Process control systems, like those used in chemical, petroleum or other processes, typically include one or more centralized process controllers communicatively coupled to at least one host or operator workstation and to one or more field devices via analog, digital or combined analog/digital buses. The field devices, which may be, for example, valves, valve positioners, vessels, tanks, switches and transmitters (e.g., temperature, pressure and flow rate sensors), perform functions within the process such as opening or closing valves, raising/lowering temperatures and/or pressures, and measuring process parameters. The process controller receives signals indicative of process measurements made by the field devices and/or other information pertaining to the field devices, uses this information to implement a control routine, and then generates control signals that are sent over the buses or other communication lines to the field devices to control the operation of the process. Information from the field devices and the controllers may be made available to one or more applications executed by the operator workstation to enable an operator to perform desired functions with respect to the process, such as viewing the current state of the process, modifying the operation of the process, etc.

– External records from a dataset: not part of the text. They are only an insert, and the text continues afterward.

PR #332, opened 2021-10-01
Add Kubernetes manager RFD

marshall-lee:


marshall-lee:
Ping @pierrebeaucamp @r0mant

rfd/0001-kubernetes-manager.md
```diff
@@ -0,0 +1,100 @@
...
+
+```yaml
+apiVersion: instances.goteleport.com/v7
+kind: Instance
+metadata:
+  name: some-teleport-instance
+  namespace: teleport
+spec:
+  addr: some-teleport.svc.cluster.local:3080
+  secretName: some-creds
```
pierrebeaucamp, line 36: To follow some other k8s conventions, I'd rename this field to `secretRef` instead and make it an object:

```yaml
spec:
  secretRef:
    name: some-creds
    # optional namespace
    namespace: teleport
```

rfd/0001-kubernetes-manager.md
```diff
@@ -0,0 +1,100 @@
...
+
+Custom resource definitions of Teleport resource look like this:
+
+```yaml
+apiVersion: resources.goteleport.com/v2
+kind: Role
+metadata:
+  name: folks
+  namespace: teleport
+instanceName: some-instance
```
pierrebeaucamp, line 65: I don't know if you can actually add new top-level fields to a CRD in k8s. 

You can probably achieve the same using [owner references](https://kubernetes.io/docs/concepts/overview/working-with-objects/owners-dependents/)

rfd/0001-kubernetes-manager.md
```diff
@@ -0,0 +1,100 @@
...
+
+Deletion of resources is being handled using [resource finalizers](https://kubernetes.io/docs/concepts/overview/working-with-objects/finalizers/). Every acknowledged resource gets a finalizer named `"resources.goteleport.com/delete"` so when the deletion happens, Kubernetes doesn't actually delete it but sets a deletion timestamp. While the finalizer list is non-empty, the manager can still access the resource's fields, `instanceName` in particular. Deletion of the Kubernetes object leads to deletion of the associated resource in Teleport. Once a deletion in Teleport succeeds, the manager removes a finalizer from the Kubernetes object so it can be garbage-collected.
+
+### API Groups and Versions
+
+`Instance` resource resides in an API group called `instances.goteleport.com`, and all the Teleport resources reside in a group called `resources.goteleport.com`. Two different groups are used for a reason:
+
+- API Versions of `instances.goteleport.com` start from `v7` because the Teleport version is 7.x at the moment of writing this document.
+- API Versions of `resources.goteleport.com` are all different because they're tied to Teleport resource versions.
```
pierrebeaucamp, line 92: For simplicity, I'd probably just the same API group for both - but that's personal preference.

rfd/0001-kubernetes-manager.md
marshall-lee: > I don't know if you can actually add new top-level fields to a CRD in k8s.

I think top-level fields are not disallowed and such setup works fine in my draft implementation. `instanceName` was put on a top-level intentionally. Otherwise, definitions will look like this:

```yaml
metadata:
  name: folks
  namespace: teleport
spec:
  instanceName: some-instance
  spec:
    allow: ...
```

So it creates an unnecessary nesting and also it's confusing when you include `spec` inside `spec`. Okay `spec.spec` could be a `spec.role` but I wanted to achieve such a UX that whenever the user sees `spec` then it means the same thing as the `spec` in Teleport. This mitigates the confusion a lot.

> You can probably achieve the same using owner references

i thought about using owner references but are they supposed to be edited by the user? owner reference needs a resource UUID — where the user supposed to get it? and looks more verbose in YAML.

I always thought that owner references are for the stuff one creates programmatically.

rfd/0001-kubernetes-manager.md
```diff
@@ -0,0 +1,100 @@
...
+For the task, the [Kubebuilder](https://kubebuilder.io/) framework should be used. It has great code generation capabilities and gives a complete setup to develop & deploy the manager.
+
+### Instance definitions
+
+To write something into Teleport, the manager needs to know what server to connect to and how. So it needs Teleport Auth/Proxy/Tunnel address and credentials to be recognized. 
+
+Instance definitions look like this:
+
+```yaml
+apiVersion: instances.goteleport.com/v7
```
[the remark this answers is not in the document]
marshall-lee: > You might want to add a version field to the spec describing the Teleport version instead.

I thought about it — not in a context of `Instance` resources but in a context of `resources.goteleport.com` resources and it's problematic.

1. `apiVersion` + `version` creates a confusion for a user.
1. different `version` would probably mean different `spec` schema. CRDs doen't allow to make such a divergence — openapi v3 schema of a CRD is static cause it's used for validation etc

rfd/0001-kubernetes-manager.md
```diff
@@ -0,0 +1,100 @@
...
+kind: Instance
```
r0mant, line 30: "Instance" is a bit too generic IMO. If this is intended to represent Auth/Proxy, can it just have a respective Auth/Proxy kind as well?

rfd/0001-kubernetes-manager.md
```diff
@@ -0,0 +1,100 @@
...
+
+## Details
+
+### Implementation
+
+For the task, the [Kubebuilder](https://kubebuilder.io/) framework should be used. It has great code generation capabilities and gives a complete setup to develop & deploy the manager.
+
+### Instance definitions
+
+To write something into Teleport, the manager needs to know what server to connect to and how. So it needs Teleport Auth/Proxy/Tunnel address and credentials to be recognized.
```
r0mant, line 24: Can K8s operator run as a part of a Teleport process (e.g. auth server)?

rfd/0001-kubernetes-manager.md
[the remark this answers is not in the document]
r0mant: Version here should be independent of Teleport version I think, otherwise we'd have to bump it for every release which is additional maintenance burden.

rfd/0001-kubernetes-manager.md
```diff
@@ -0,0 +1,100 @@
...
+
+### Implementation
+
+For the task, the [Kubebuilder](https://kubebuilder.io/) framework should be used. It has great code generation capabilities and gives a complete setup to develop & deploy the manager.
+
+### Instance definitions
+
+To write something into Teleport, the manager needs to know what server to connect to and how. So it needs Teleport Auth/Proxy/Tunnel address and credentials to be recognized. 
+
+Instance definitions look like this:
```
r0mant, line 26: If this "Instance" object is not created, can K8s operator auto-discover it e.g. using predefined service name (`teleport.<namespace>.svc.cluster.local`) and secret name (`teleport-credentials`)? Would improve UX. Then maybe we can remove the need for Instance completely (or keep it for power users).

rfd/0001-kubernetes-manager.md
r0mant: Yeah ownerReference is mainly for controllers (daemon/replica sets, etc.) to inject their reference into their managed pods.

Why do resources need instanceName reference at all? K8s operator can just query the "instance" resource and then create a teleport resource with it?

rfd/0001-kubernetes-manager.md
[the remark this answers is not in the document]
marshall-lee: Yeah probably we can make it independent. Frankly, I don't have a strong preference here. It just follows a scheme we use in all the `teleport-plugins` stuff. Initially it was proposed by @klizhentas that all the plugin versions should match the current Teleport version no matter what. So the choice to start `instance.goteleport.com` versioning from `v7` follows this scheme.

rfd/0001-kubernetes-manager.md
marshall-lee: @r0mant Yes it can but why burden the Teleport with an extra responsibility? Any plugin can theoretically be a part of auth server but we make plugins anyway.
In programming it's better to divide than not to divide unless some serious concerns raised. Can you advance your reasoning?

marshall-lee: It was decided to run the controller as a part of Teleport deployment i.e. as a sidecar process. So neither instance nor secrets will be needed. Controller would be able to generate credentials for itself.

rfd/0001-kubernetes-manager.md
```diff
@@ -0,0 +1,105 @@
...
+
+## Details
+
+### Implementation
+
+For the task, the [Kubebuilder](https://kubebuilder.io/) framework should be used. It has great code generation capabilities and gives a complete setup to develop & deploy the manager.
+
+### Teleport Auth server discovery and authentication
+
+To write something into Teleport, the manager needs to know what server to connect to and how. There're many options on how to discover Teleport instances in the cluster but for now, let's start with the simplest one - run manager as a sidecar container in the same pod as the Teleport auth server. Containers in the pod can share the volumes, so the manager container could have access to `/var/lib/teleport/proc` database, which contains administrator credentials. This is the same way how `tctl` utility works - it doesn't require any authentication when you run it on the same machine where Teleport is running.
```
r0mant, line 24: In HA scenario with multiple auth servers running, each one will have the operator sidecar I presume? How will the operator handle HA and how will multiple operators work together? Might be helpful to explore this a bit.

rfd/0001-kubernetes-manager.md
r0mant: Is this instance name field still needed?

rfd/0001-kubernetes-manager.md
```diff
@@ -0,0 +1,105 @@
...
+kind: User
+metadata:
+  name: human-bean
+  namespace: teleport
+instanceName: some-instance
+spec:
+  roles: ["folks"]
+```
+
+Manager process watches for custom resource events. Once a custom resource is created/updated, the manager's watcher acknowledges it and upserts a resource into Teleport. Every custom resource must have the `instanceName` field useful to look up an instance resource in order to know what address to connect to. Instance resource and its associated secret must reside in the same namespace as the custom resource.
```
r0mant, line 52: I think this description may be out of date since we're running as a sidecar now?

rfd/0001-kubernetes-manager.md
```diff
@@ -0,0 +1,105 @@
...
+
+```yaml
+apiVersion: control.goteleport.com/v1
+kind: Identity
+metadata:
+  name: access-slack
+spec:
+  username: access-slack
+  secretName: access-slack-secret
+```
```
r0mant, line 70: How is the Identity resource used by the operator? If it's running as a side-car, it should be able to talk to auth server directly?

rfd/0001-kubernetes-manager.md
```diff
@@ -0,0 +1,105 @@
...
+
+Here, the `username` is a Teleport user name, and `secretName` is a name of a secret resource where the manager will write credentials. Once the `Identity` object is created in the Kubernetes, the secret object with credentials contents will be written in the same namespace where the identity object resides.
+
+### Limit the scope
+
+When running the manager as a sidecar container, the question arises: what objects is this particular instance of the manager responsible for and what objects not? There could be multiple Teleport deployments in the same cluster, and each deployment might have its manager sidecar container. So the question is how to limit the scope of objects observed.
```
r0mant, line 76: > There could be multiple Teleport deployments in the same cluster

Why would there be multiple Teleport clusters in a single Kubernetes cluster (if I understood correctly this sentence)?

r0mant: Oh this is probably for the Teleport Cloud use-case, correct?

rfd/0001-kubernetes-manager.md
```diff
@@ -0,0 +1,105 @@
...
+
+The first option is to limit by the namespace, and the second is to limit by label selectors. Both of them must be present in the manager to be very specific on what Kubernetes objects to watch.
```
r0mant, line 78: I wonder, why not just have the operator monitor resources in the same namespace it's running in? Then there would no be any additional configuration. And it will work for Teleport Cloud use-case as well.

rfd/0001-kubernetes-manager.md
marshall-lee: It's useful to generate the credentials for plugins.
Plugins themselves could run as a sidecar but I don't find it a good idea for security reasons.

rfd/0001-kubernetes-manager.md
marshall-lee: @r0mant Yes but label selectors configuration is optional. If it's missing the selectors won't be applied.

I brought the label selectors to serve the helm chart use case — to explicitely limit the resources the manager handles only to those that were created by Helm. The helm chart uses label selectors everywhere so I just wanted to follow the practice.
Don't you think it's a right idea?

rfd/0001-kubernetes-manager.md
pierrebeaucamp: controllers written with the `kubebuilder` framework (like this one) utilise a locking mechanism. So if two operators claim to control the same resource, only the one holding the lock will receive events (afaik).

There are probably some edge-cases (for example, we don't want that second sidecar to crash-loop), but those can be sorted out I assume.

rfd/0001-kubernetes-manager.md
pierrebeaucamp: Limiting by namespace seems to be straight-forward enough. I don't know if we need the label selectors, to be honest.

rfd/0001-kubernetes-manager.md
```diff
@@ -0,0 +1,103 @@
...
+To run some plugin in the cluster, the credentials are required. Normally, one can get the credentials credentials using `tctl auth sign` command or using `tsh login`. To automate the credentials generation, the `Identity` resource is introduced. The identity definition looks like this:
+
+```yaml
+apiVersion: control.goteleport.com/v1
+kind: Identity
+metadata:
+  name: access-slack
+spec:
+  username: access-slack
+  secretName: access-slack-secret
```
pierrebeaucamp, line 67: What I like about this RFD so far is that the CRDs are closely mapped to Teleport resources. That makes using the operator conceptually easy.

However, this resource breaks this pattern. "Identity" in this context is a new concept.

Both `tcl auth sign` and `tsh login` produce certificates under the hood, so I wonder if it might make more sense to call this a `Certificate` instead and replicate the flags of `tcl auth sign` in the `spec` section here.

Something like:

```yaml
apiVersion: resources.goteleport.com/v8
kind: Certificate
metadata:
  name: access-slack
spec:
  user: access-slack
  out:
    secretRef:
      name: access-slack-secret
```

rfd/0001-kubernetes-manager.md
marshall-lee: Yes `controller-runtime` utilizes a built-in Kubernetes leader election used by all the .

rfd/0001-kubernetes-manager.md
marshall-lee: Okay lets stay with just namespaces for now.

rfd/0001-kubernetes-manager.md
marshall-lee: @pierrebeaucamp nice idea to unify the names!

However I cannot agree that `Certificate` is better. It's called an "identity file" in Teleport:

```
tctl auth sign --help
usage: tctl auth sign --out=OUT [<flags>]

Create an identity file(s) for a given user

Flags:
  -d, --debug              Enable verbose logging to stderr
  -c, --config             Path to a configuration file [/etc/teleport.yaml]. Can also be set via the TELEPORT_CONFIG_FILE environment variable.
      --auth-server        Attempts to connect to specific auth/proxy address(es) instead of local auth [127.0.0.1:3025]
  -i, --identity           Path to an identity file. Must be provided to make remote connections to auth. An identity file can be exported with 'tctl auth sign'
      --insecure           When specifying a proxy address in --auth-server, do not verify its TLS certificate. Danger: any data you send can be intercepted or modified by an
                           attacker.
      --user               Teleport user name
      --host               Teleport host name
  -o, --out                identity output
      --format             identity format: "file" (default), "openssh", "tls", "kubernetes", "db" or "mongodb"
      --ttl                TTL (time to live) for the generated certificate
      --compat             OpenSSH compatibility flag
      --proxy              Address of the teleport proxy. When --format is set to "kubernetes", this address will be set as cluster address in the generated kubeconfig file
      --overwrite          Whether to overwrite existing destination files. When not set, user will be prompted before overwriting any existing file.
      --leaf-cluster       Leaf cluster to generate identity file for when --format is set to "kubernetes"
      --kube-cluster-name  Kubernetes cluster to generate identity file for when --format is set to "kubernetes"
```

And in terms of PKI stuff, the identity file it's not just a certificate

pierrebeaucamp: Let's keep calling it `Identity` then - thanks for pointing out that we already use that name in our CLI.

I don't mind keeping the `secretName` instead of `secretRef` either. I find the latter a bit easier to remember, but it's not a big deal really. Good to see that there is already some other CRDs calling it `secretName` as well. 👍

rfd/0001-kubernetes-manager.md
r0mant: Makes sense, let's mention this in the RFD please (add a separate section on HA).

rfd/0001-kubernetes-manager.md
```diff
@@ -0,0 +1,103 @@
...
+
+The name of the Kubernetes custom resource is the name of the resource in Teleport. Also, every Kubernetes custom resource must have a `spec` field that has the same schema as a `spec` field of a resource in Teleport.
+
+Deletion of resources is being handled using [resource finalizers](https://kubernetes.io/docs/concepts/overview/working-with-objects/finalizers/). Every acknowledged resource gets a finalizer named `"resources.goteleport.com/delete"` so when the deletion happens, Kubernetes doesn't actually delete it but sets a deletion timestamp. While the finalizer list is non-empty, the manager can still access the resource's fields. Deletion of the Kubernetes object leads to deletion of the associated resource in Teleport. Once a deletion in Teleport succeeds, the manager removes a finalizer from the Kubernetes object so it can be garbage-collected.
+
+### Identity definitions
+
+To run some plugin in the cluster, the credentials are required. Normally, one can get the credentials credentials using `tctl auth sign` command or using `tsh login`. To automate the credentials generation, the `Identity` resource is introduced. The identity definition looks like this:
```
r0mant, line 58:
```suggestion
To run some plugin in the cluster, the credentials are required. Normally, one can get the credentials using `tctl auth sign` command or using `tsh login`. To automate the credentials generation, the `Identity` resource is introduced. The identity definition looks like this:
```

rfd/0001-kubernetes-manager.md
```diff
@@ -0,0 +1,103 @@
...
+apiVersion: control.goteleport.com/v1
+kind: Identity
+metadata:
+  name: access-slack
+spec:
+  username: access-slack
+  secretName: access-slack-secret
+```
+
+Here, the `username` is a Teleport user name, and `secretName` is a name of a secret resource where the manager will write credentials. Once the `Identity` object is created in the Kubernetes, the secret object with credentials contents will be written in the same namespace where the identity object resides.
```
r0mant, line 70: Might be helpful to clarify what happens if:

- Identity resource is removed.
- The generated secret is removed (will be be re-created?)

rfd/0001-kubernetes-manager.md
r0mant: Yeah I agree with just using namespaces. Let's please clarify this in the RFD so it's explicit what's going to be implemented and what's out of scope.

rfd/0001-kubernetes-manager.md
```diff
@@ -0,0 +1,103 @@
...
+    - key: app
+      operator: In
+      values: ["my-teleport"]
+```
+
+### API Groups and Versions
+
+`Identity` resource resides in an API group called `control.goteleport.com`, and all the Teleport resources reside in a group called `resources.goteleport.com`. Two different groups are used for a reason:
+
+- API Versions of `control.goteleport.com` start from `v1`.
```
r0mant, line 94: Nit: Just curious how you picked the name "control" as it's pretty broad. Wouldn't something like "identity" or "plugins" be a bit more suitable, or do you have other resources in mind that could potentially reside in the same API group?

r0mant (commented):
Don't have much else, just a couple more questions and the ask to bring the RFD up-to-date w.r.t. to all feedback.

rfd/0001-kubernetes-manager.md
```diff
@@ -0,0 +1,116 @@
...
+
+Deletion of resources is being handled using [resource finalizers](https://kubernetes.io/docs/concepts/overview/working-with-objects/finalizers/). Every acknowledged resource gets a finalizer named `"resources.goteleport.com/delete"` so when the deletion happens, Kubernetes doesn't actually delete it but sets a deletion timestamp. While the finalizer list is non-empty, the manager can still access the resource's fields. Deletion of the Kubernetes object leads to deletion of the associated resource in Teleport. Once a deletion in Teleport succeeds, the manager removes a finalizer from the Kubernetes object so it can be garbage-collected.
+
+### Identity definitions
+
+To run some plugin in the cluster, the credentials are required. Normally, one can get the credentials using `tctl auth sign` command or using `tsh login`. To automate the credentials generation, the `Identity` resource is introduced. The identity definition looks like this:
+
+```yaml
+apiVersion: control.goteleport.com/v8
```
r0mant, line 65: Should this be updated to `instances.goteleport.com/v8`? Seems like you changed it below.

rfd/0001-kubernetes-manager.md
```diff
@@ -0,0 +1,116 @@
...
+```yaml
+identities:
+  ownerRefEnabled: true
+```
+
+When `ownerRefEnabled` is true, the manager sets a [metadata.ownerReferences](https://kubernetes.io/docs/concepts/overview/working-with-objects/owners-dependents/) of a `Secret` object referenced by `secretName` of some `Identity`. Once an `Identity` resource is removed, Kubernetes will automatically clean up the referenced secret object.
+
+By default, `ownerRefEnabled` should be turned off because if the user suddenly deleted the `Identity` object it can break the deployment.
+
+If the secret referenced by `secretName` has been removed or its secret data has been overwritten, it's the manager's responsibility to re-generate the identity and to write it back.
```
r0mant, line 88: > it's the manager's responsibility to re-generate the identity and to write it back.

Who's the "manager" in this context? Human operator or this K8s operator? Can you clarify this in the doc.

rfd/0001-kubernetes-manager.md
```diff
@@ -0,0 +1,116 @@
...
+Example:
+
+```yaml
+scope:
+  namespace: some-namespace
+```
+
+### API Groups and Versions
+
+`Identity` resource resides in an API group called `control.goteleport.com`, and all the Teleport resources reside in a group called `resources.goteleport.com`. Two different groups are used for a reason:
```
r0mant, line 105:
```suggestion
`Identity` resource resides in an API group called `instances.goteleport.com`, and all the Teleport resources reside in a group called `resources.goteleport.com`. Two different groups are used for a reason:
```

?

r0mant (approved):

marshall-lee:
@pierrebeaucamp @r0mant I know you guys didn't have any objections except making the changes we were all agreed on. Now I did all the discussed changes so if nothing else comes to mind please approve the PR.

rfd/0001-kubernetes-manager.md
marshall-lee: it was a bad rebase :(

rfd/0001-kubernetes-manager.md
marshall-lee: The "manager" word is used everywhere in the text meaning the k8s controller. The RFD itself is called "Kubernetes manager" and the definition of it was given in a "What" section.

marshall-lee: The word "operator" is confusing too. The word "controller" is good but typically managers consist of multiple controllers. You've got `kube-controller-manager`, `cert-manager` etc in your cluster.

pierrebeaucamp (approved):

tcsc (approved):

Process control system applications typically include process control routines that can be configured to perform various functions or operations in a process control system. For example, process control routines may be used to control valves, motors, boilers, heaters, and/or other devices that allow a product (e.g., petroleum, cosmetics, food, etc.) to be produced. The manufactured product may be dependent upon proper process control routine functionality, and/or may require tuning/alteration in an effort to bring product specifications within acceptable tolerances (e.g., chemical composition percentages, product viscosity, etc.).
Process control routines may also be used to monitor field devices, modules, plant areas, etc. and collect information associated with a process control system. Field devices used to implement the process control routines are typically coupled to one another and to a process controller via a data bus. In an effort to verify that the process control routines operate in a manner that maintains acceptable product tolerances, product batch parameters may be measured and saved during manufacture of the product. Control operators, plant managers, configuration personnel, maintenance personnel, engineers and/or other individuals responsible to maintain acceptable product quality may access one or more databases that store parameters associated with a product batch and/or any other manufacturing, measurement and/or research process. Accordingly, a relatively large number of personnel may have access to parameters used by the process control system, such as parameters related to temperature set points, alarm limits, time set points, proportional-integral-derivative (PID) set points, etc.
Process control systems typically include a runtime database to store parameter values. Upon a parameter value change by a user of the process control system, such as an alarm limit change, the runtime database stores the new parameter value. On a periodic, manual and/or scheduled basis, a configuration database is updated to reflect parameter values for the process control system and/or other process control systems that may also be connected to a larger networked manufacturing plant(s). Prior to the configuration database update, personnel having relatively high authority over the process control system typically verify that the data to be uploaded during the update is correct, authorized and/or within proper safety settings.